BEGIN

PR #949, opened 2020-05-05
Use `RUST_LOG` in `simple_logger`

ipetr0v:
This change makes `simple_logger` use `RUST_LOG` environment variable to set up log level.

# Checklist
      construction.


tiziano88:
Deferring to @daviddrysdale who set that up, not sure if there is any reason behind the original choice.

END
BEGIN

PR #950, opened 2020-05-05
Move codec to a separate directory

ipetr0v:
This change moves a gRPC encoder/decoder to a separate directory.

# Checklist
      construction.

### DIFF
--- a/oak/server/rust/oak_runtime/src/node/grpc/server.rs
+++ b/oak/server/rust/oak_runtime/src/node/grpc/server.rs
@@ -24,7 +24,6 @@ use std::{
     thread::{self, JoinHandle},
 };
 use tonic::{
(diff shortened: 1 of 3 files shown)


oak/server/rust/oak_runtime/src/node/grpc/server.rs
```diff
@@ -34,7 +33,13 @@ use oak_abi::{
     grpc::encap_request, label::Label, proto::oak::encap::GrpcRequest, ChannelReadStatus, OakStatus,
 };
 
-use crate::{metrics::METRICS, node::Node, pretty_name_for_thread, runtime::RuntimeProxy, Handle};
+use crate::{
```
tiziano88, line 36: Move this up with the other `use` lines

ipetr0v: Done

END
BEGIN

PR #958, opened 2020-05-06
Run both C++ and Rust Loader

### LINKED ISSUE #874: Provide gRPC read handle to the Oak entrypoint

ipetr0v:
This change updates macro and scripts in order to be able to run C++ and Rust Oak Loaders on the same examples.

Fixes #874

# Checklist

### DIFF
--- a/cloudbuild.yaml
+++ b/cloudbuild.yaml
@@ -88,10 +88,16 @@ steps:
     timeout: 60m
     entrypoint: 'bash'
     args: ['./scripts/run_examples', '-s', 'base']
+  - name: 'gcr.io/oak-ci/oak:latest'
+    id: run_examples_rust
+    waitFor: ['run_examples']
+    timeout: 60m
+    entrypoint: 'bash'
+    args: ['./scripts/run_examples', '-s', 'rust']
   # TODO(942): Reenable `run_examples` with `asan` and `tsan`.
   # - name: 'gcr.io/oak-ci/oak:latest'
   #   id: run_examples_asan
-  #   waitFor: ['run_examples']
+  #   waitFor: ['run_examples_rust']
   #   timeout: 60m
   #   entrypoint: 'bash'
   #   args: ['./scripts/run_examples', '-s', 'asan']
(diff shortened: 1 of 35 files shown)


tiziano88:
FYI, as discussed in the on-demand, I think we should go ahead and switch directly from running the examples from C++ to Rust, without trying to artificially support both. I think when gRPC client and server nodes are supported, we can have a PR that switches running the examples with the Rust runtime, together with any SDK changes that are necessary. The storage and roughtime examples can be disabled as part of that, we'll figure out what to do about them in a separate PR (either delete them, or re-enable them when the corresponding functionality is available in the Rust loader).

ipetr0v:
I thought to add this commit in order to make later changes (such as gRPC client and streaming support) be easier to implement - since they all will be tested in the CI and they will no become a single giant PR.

END

[TASK TO COMPLETE]
What lines of the listing above hold "server"? Copy all of them.

[SOLUTION TO THIS TASK]
--- a/oak/server/rust/oak_runtime/src/node/grpc/server.rs
+++ b/oak/server/rust/oak_runtime/src/node/grpc/server.rs
oak/server/rust/oak_runtime/src/node/grpc/server.rs
FYI, as discussed in the on-demand, I think we should go ahead and switch directly from running the examples from C++ to Rust, without trying to artificially support both. I think when gRPC client and server nodes are supported, we can have a PR that switches running the examples with the Rust runtime, together with any SDK changes that are necessary. The storage and roughtime examples can be disabled as part of that, we'll figure out what to do about them in a separate PR (either delete them, or re-enable them when the corresponding functionality is available in the Rust loader).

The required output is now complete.